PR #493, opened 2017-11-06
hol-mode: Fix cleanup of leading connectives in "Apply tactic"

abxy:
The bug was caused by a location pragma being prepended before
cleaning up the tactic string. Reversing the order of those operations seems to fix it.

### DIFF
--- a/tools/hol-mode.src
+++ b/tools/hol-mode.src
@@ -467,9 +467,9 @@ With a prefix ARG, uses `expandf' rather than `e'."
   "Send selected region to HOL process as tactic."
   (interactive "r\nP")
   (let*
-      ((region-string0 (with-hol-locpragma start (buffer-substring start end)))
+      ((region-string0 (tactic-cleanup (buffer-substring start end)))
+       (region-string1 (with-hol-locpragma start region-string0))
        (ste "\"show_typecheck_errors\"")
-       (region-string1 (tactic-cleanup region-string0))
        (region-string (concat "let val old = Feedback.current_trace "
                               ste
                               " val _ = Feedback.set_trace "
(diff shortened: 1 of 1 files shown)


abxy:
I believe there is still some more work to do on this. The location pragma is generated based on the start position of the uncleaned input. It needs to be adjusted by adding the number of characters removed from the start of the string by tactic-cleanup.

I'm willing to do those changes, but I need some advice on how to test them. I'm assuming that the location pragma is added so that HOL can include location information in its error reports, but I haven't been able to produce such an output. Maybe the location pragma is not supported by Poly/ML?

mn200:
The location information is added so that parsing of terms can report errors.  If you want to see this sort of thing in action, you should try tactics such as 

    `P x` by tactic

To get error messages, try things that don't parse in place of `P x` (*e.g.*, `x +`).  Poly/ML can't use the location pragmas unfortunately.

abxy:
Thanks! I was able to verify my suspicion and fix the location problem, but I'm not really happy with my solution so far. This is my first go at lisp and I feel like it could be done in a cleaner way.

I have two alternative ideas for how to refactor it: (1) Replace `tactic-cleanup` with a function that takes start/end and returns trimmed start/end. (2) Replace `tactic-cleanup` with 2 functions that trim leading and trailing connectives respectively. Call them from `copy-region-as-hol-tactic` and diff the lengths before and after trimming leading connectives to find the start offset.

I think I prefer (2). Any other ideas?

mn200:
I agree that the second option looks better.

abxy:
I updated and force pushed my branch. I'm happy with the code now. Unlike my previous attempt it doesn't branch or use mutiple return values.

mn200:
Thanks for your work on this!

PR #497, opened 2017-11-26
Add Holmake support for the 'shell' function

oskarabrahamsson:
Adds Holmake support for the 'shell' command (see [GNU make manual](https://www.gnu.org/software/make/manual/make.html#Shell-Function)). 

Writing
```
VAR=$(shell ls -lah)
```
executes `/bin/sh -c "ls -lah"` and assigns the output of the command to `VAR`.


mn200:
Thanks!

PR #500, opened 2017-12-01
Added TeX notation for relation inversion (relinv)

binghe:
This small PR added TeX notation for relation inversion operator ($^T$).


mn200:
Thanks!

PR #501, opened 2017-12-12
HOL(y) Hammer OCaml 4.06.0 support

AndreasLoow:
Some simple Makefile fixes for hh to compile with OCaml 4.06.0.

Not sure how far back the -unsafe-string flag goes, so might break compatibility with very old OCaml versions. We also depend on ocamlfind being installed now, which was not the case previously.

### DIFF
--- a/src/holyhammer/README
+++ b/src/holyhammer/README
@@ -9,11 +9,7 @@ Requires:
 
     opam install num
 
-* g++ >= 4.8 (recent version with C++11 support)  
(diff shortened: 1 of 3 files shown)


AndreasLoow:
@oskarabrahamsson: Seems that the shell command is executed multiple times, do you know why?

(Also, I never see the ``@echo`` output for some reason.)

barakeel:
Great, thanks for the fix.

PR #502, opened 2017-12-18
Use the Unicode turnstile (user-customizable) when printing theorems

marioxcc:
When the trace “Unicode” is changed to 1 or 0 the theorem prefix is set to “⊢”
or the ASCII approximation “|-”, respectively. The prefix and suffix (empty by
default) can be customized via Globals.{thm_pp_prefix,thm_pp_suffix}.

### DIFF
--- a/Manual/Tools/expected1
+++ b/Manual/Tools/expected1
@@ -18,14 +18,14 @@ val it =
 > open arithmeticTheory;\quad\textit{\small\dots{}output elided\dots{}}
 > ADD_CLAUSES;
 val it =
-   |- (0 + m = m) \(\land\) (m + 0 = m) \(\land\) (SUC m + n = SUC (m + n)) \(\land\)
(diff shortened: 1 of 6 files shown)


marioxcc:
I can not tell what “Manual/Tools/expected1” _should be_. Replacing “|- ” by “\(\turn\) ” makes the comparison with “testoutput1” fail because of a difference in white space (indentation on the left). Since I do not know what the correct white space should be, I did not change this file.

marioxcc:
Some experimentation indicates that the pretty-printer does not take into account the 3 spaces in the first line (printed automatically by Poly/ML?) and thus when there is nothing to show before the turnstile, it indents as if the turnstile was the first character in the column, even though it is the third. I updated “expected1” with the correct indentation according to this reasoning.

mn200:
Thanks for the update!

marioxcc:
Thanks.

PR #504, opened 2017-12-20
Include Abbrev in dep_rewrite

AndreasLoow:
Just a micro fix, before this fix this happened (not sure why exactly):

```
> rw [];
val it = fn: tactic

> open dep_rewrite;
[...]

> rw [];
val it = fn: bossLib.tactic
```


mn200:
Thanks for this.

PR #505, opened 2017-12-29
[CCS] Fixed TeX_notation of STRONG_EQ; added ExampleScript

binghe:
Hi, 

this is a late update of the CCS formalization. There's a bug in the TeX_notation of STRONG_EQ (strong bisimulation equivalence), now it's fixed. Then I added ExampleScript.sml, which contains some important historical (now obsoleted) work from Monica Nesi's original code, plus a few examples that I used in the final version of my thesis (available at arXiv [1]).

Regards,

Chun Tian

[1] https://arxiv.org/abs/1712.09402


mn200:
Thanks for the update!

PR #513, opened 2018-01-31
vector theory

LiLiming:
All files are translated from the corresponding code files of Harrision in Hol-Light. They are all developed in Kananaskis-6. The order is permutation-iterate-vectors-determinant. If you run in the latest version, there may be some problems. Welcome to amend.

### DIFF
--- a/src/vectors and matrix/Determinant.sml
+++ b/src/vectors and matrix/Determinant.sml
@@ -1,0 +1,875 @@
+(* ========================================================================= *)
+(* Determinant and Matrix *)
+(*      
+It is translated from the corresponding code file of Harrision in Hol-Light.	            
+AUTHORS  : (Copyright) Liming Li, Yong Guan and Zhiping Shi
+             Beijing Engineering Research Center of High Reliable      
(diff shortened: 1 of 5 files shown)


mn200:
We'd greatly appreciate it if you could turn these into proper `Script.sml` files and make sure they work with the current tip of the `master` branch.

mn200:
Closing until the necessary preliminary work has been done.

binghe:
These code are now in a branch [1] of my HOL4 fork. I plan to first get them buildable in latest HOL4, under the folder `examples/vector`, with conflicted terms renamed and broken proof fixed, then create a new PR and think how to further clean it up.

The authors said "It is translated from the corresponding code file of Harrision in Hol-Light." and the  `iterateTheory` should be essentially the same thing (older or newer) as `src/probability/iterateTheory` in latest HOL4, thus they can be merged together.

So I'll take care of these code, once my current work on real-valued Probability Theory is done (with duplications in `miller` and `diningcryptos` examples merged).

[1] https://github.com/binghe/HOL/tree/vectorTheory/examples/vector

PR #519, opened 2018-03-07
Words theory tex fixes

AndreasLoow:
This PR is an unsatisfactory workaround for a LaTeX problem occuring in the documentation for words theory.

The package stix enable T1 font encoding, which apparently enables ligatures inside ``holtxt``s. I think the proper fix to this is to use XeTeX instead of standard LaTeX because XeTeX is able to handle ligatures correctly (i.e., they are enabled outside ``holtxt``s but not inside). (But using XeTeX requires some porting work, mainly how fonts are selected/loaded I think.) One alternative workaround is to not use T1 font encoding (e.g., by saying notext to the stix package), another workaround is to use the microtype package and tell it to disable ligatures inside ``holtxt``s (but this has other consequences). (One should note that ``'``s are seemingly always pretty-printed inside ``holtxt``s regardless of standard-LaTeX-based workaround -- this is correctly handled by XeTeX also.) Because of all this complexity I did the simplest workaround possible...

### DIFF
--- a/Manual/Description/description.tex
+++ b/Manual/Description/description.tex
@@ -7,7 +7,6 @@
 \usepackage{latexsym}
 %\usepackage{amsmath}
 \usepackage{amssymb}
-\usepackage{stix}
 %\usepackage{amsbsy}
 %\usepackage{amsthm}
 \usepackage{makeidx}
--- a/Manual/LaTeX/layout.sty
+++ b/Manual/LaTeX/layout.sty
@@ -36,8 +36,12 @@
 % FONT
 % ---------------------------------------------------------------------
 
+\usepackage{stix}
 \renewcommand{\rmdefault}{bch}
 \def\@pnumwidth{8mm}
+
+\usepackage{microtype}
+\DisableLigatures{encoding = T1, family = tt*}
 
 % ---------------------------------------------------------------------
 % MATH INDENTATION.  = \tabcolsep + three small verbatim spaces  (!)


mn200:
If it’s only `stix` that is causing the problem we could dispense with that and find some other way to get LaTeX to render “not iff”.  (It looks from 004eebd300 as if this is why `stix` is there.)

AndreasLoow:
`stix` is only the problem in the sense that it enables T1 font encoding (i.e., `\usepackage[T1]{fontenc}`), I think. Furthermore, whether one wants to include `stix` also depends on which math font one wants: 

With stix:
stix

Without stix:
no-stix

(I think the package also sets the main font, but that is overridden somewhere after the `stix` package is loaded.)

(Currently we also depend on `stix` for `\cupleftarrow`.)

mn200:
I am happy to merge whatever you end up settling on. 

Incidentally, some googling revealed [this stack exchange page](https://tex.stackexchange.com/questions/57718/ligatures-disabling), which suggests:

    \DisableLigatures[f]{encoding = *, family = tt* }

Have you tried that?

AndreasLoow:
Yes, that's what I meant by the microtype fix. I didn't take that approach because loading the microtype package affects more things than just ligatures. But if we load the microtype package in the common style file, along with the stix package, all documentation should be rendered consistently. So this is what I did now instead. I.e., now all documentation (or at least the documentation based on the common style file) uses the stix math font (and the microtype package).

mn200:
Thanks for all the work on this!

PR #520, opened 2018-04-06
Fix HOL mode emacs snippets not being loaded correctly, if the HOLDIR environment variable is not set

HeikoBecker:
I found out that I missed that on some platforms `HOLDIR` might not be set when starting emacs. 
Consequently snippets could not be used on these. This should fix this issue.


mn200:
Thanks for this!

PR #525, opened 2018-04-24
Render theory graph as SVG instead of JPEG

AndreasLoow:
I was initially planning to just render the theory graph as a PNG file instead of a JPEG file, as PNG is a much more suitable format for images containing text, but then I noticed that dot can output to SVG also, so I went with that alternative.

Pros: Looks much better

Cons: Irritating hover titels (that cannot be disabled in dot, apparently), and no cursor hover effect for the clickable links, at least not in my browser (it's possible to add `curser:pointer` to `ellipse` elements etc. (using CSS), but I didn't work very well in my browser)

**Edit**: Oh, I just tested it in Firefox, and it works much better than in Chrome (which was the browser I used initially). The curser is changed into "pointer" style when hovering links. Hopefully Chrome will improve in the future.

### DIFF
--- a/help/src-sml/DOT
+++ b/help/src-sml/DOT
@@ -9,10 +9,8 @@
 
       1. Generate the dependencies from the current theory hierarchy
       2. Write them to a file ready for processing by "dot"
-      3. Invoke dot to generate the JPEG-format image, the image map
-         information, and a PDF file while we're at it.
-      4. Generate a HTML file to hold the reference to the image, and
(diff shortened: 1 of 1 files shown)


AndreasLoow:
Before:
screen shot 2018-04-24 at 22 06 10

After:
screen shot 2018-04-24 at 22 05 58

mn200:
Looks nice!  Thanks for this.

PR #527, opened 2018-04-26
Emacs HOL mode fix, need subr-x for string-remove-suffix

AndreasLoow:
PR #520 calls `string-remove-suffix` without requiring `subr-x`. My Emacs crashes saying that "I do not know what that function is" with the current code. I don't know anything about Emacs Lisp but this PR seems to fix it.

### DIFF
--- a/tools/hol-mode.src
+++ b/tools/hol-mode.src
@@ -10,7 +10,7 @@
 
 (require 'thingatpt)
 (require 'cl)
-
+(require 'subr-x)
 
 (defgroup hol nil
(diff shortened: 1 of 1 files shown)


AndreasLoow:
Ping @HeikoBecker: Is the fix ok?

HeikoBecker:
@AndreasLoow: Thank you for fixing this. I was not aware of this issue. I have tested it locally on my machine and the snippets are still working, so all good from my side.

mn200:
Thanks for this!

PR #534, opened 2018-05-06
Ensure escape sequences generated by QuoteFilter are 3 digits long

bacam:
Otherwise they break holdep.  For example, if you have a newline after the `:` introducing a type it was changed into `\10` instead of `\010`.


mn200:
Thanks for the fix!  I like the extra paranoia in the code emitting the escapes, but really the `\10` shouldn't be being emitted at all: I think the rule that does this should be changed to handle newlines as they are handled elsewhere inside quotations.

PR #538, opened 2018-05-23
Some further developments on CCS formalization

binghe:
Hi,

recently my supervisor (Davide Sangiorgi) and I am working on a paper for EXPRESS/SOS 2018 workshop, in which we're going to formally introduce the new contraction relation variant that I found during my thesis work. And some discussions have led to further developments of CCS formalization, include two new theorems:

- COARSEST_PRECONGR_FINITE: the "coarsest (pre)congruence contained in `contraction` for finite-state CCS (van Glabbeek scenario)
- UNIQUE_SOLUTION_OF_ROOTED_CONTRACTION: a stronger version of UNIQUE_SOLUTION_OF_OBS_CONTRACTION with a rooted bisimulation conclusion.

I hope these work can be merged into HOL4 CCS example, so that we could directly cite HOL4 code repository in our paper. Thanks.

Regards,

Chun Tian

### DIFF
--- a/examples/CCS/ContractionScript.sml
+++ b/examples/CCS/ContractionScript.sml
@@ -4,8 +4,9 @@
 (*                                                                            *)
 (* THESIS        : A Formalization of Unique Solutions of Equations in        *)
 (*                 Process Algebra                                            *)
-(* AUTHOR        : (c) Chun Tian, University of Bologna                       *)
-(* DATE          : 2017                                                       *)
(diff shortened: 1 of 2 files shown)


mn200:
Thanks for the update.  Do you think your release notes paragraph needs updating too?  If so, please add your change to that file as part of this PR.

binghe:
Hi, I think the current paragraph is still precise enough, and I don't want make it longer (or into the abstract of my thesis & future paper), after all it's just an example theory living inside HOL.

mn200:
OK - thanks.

-=-=-

Exercise directions → What is needed is every line of the records that contains the word "didn".

Result of the task →
Yes, that's what I meant by the microtype fix. I didn't take that approach because loading the microtype package affects more things than just ligatures. But if we load the microtype package in the common style file, along with the stix package, all documentation should be rendered consistently. So this is what I did now instead. I.e., now all documentation (or at least the documentation based on the common style file) uses the stix math font (and the microtype package).
Cons: Irritating hover titels (that cannot be disabled in dot, apparently), and no cursor hover effect for the clickable links, at least not in my browser (it's possible to add `curser:pointer` to `ellipse` elements etc. (using CSS), but I didn't work very well in my browser)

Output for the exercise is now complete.